Ask HN: Seed Funding for Solo Founder? - fundingForSolo
Are there any funds&#x2F;programs that provide seed funding to solo founders so they can leave their jobs to build a new product?
======
tylertringas
This might be useful: [https://earnestcapital.com/shared-earnings-
agreement/](https://earnestcapital.com/shared-earnings-agreement/)

------
mskvsk
Pieter Levels does it. He is the kind of a guy you'd want to take money from.

Take a look
[https://twitter.com/levelsio/status/1131797489818882049?s=20](https://twitter.com/levelsio/status/1131797489818882049?s=20)

------
tjkrusinski
Generally, seed funding is difficult to obtain through institutions. If you
are an expert in your field or have compelling career experience coupled with
a novel and provable idea you may have luck through institutions.
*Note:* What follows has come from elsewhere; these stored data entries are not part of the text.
PR #315, opened 2025-10-22
fix(712): use constant typehash instead of rehashing

rvagg:
just a minor whoopsie I noticed while cruising


wjmelements:
This might not actually change the code. I think solidity can evaluate the hash of string constants at compile time. Check the codesize before and after; might be the same.

Still a good change.

PR #156, opened 2017-11-27
Allow tables.json to configure label default behaviour to strip leading //

illicitonion:
Pants has this behaviour. This is completely configurable through tables.json, so shouldn't affect anyone who doesn't want this behaviour.

Also, treat //foo:bar to be equivalent to :bar in foo/BUILD

The three commits should be usefully independently reviewable.

### DIFF
--- a/build/print_test.go
+++ b/build/print_test.go
@@ -23,7 +23,10 @@ import (
 	"os"
 	"path/filepath"
 	"reflect"
+	"strings"
 	"testing"
+
+	"github.com/bazelbuild/buildtools/tables"
 )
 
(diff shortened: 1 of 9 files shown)


bazel-io:

illicitonion:
Ok, removed that commit, can do that as a separate PR, which maybe we can turn on after a global cleanup at Google?

I'll rebase now, as this conflicts a little with https://github.com/bazelbuild/buildtools/pull/63, assuming you're happy to accept such a patch?

illicitonion:
Pushed a rebase, PTAL @laurentlb

PR #157, opened 2017-11-28
Allow buildozer to edit arbitrary files

drigz:
This is useful for WORKSPACE files in particular, eg:

`buildozer 'print name' WORKSPACE:%http_archive`

Make sure that ParseLabel doesn't interfere with absolute paths to
support this overloading.


laurentlb:
LGTM

Issue #137, opened 2017-09-07
Building with bazel on Windows 10 fails


Xjs:
I'm [currently trying](https://github.com/bazelbuild/rules_go/issues/736) to get the rules_go and gazelle tools running under Windows 10. We have reached limited success so far, but now I have come to a point where I can't continue because buildtools won't build without at least a stub of the `isatty()` function in _differ._

The problem lies in [the `BUILD.bazel` file of differ](https://github.com/bazelbuild/buildtools/blob/master/differ/BUILD.bazel#L8). I don't know exactly how the constraints support you seem to be awaiting should look, but as far as I understand, the go compiler reads the build constraints (`// +build` comments) itself -- so there should be no harm in including both the isatty_windows.go and the isatty_other.go file in `BUILD.bazel`, should there?

I'm not sure if I'm missing something, but if not, I would appreciate very much if the `isatty_windows.go` file could be included in `differ/BUILD.bazel`.

PR #161, opened 2017-11-30
Fix differ and make buildifier build on Windows.

sgreenstein:
- Uses `FC` to diff on Windows by default.
- Adds `config_setting` to use `isatty_windows.go` on Windows
- Removes `go_repository` rule that fails on Windows

Fixes: #137
Test: Built and ran `buildifier <file>` and `buildifier -d <file>` on both Windows and Linux


bazel-io:

laurentlb:
LGTM, thanks!

PR #162, opened 2017-12-01
Make --stdout print the BUILD file even when there is no change.

laurentlb:
Also remove old commands from README.md


laurentlb:
@vladmos Can you review this?

vladmos:
//lang:tables.gen.go_checkshtest fails on all platforms, ptal.

laurentlb:
Fixed the tests

PR #163, opened 2017-12-01
Allow tables.json to configure shortening //foo:bar to :bar within foo/BUILD

illicitonion:
Also shorten //foo:foo to :foo within foo/BUILD

### DIFF
--- a/build/print_test.go
+++ b/build/print_test.go
@@ -44,6 +44,7 @@ func TestPrintGolden(t *testing.T) {
 		if strings.Contains(out, ".stripslashes.") {
 			tables.StripLabelLeadingSlashes = true
 		}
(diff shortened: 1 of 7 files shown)


bazel-io:

illicitonion:
This was originally in https://github.com/bazelbuild/buildtools/pull/156 but @laurentlb requested it not be enabled by default because it will break many files at Google.

build/print_test.go
```diff
@@ -56,13 +60,20 @@ func TestPrintRewrite(t *testing.T) {
 	for _, in := range ins {
 		prefix := in[:len(in)-len(".in")]
 		out := prefix + ".golden"
+
+		if strings.Contains(out, "/050.") {
```
laurentlb: Please add a comment (I was initially confused by the "/050.")

laurentlb:
LGTM

PR #166, opened 2017-12-04
Don't consider load() as an implicit rule

### LINKED ISSUE #165: load() statements should not be considered unnamed rules
#154 introduced the following behaviour:

```
> cat test/BUILD
load("asdf", "fdsa")
> bazel-bin/buildozer/buildozer 'print rule' //test
load("asdf", "fdsa")
```

The `load()` statement is not a rule, yet the logic in `UseImplicitName` considers it a rule.

**Fix**

We could change [the unnamed-rule condition](https://github.com/bazelbuild/buildtools/pull/154/files#diff-d040f6ff3cbfb2eb5a54dde6fb2cebedR283) to check that `kind != "load"`.

Are there any other statements that could be confused for rules?

drigz:
Fixes #165.

Also amend the documentation of FindRuleByName to explain its behaviour
in the presence of implicitly-named rules.

### DIFF
--- a/edit/edit.go
+++ b/edit/edit.go
@@ -270,6 +270,8 @@ func InsertAtEnd(stmt []build.Expr, expr build.Expr) []build.Expr {
 
 // FindRuleByName returns the rule in the file that has the given name.
 // If the name is "__pkg__", it returns the global package declaration.
+// If the name is that of the package and the file contains a single unnamed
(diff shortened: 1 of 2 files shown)


vladmos:
Load statements are now parsed as different AST nodes (`LoadStmt` instead of `CallExpr`), so this pull request is probably obsolete.

drigz:
That sounds right; I'll close it.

However, you are more likely to build relationships with individuals who can
afford to give you money. You'll likely end up with better terms and you'll
have a better experience. I tried to raise through a regional angel program
and we backed out as their terms were troubling and their lead fund manager
difficult to deal with. I've heard similar stories from others as well.

If you can, find people who care about the field you are starting up in and
get to know them. This is also a good litmus test for the potential of your
idea.

------
nathan_f77
Yes, check out TinySeed [1], Earnest Capital [2], and Startup Chile [3].
There's also Indie.vc [4] for companies that are a bit further along.

[1] [https://tinyseed.com](https://tinyseed.com)

[2] [https://earnestcapital.com](https://earnestcapital.com)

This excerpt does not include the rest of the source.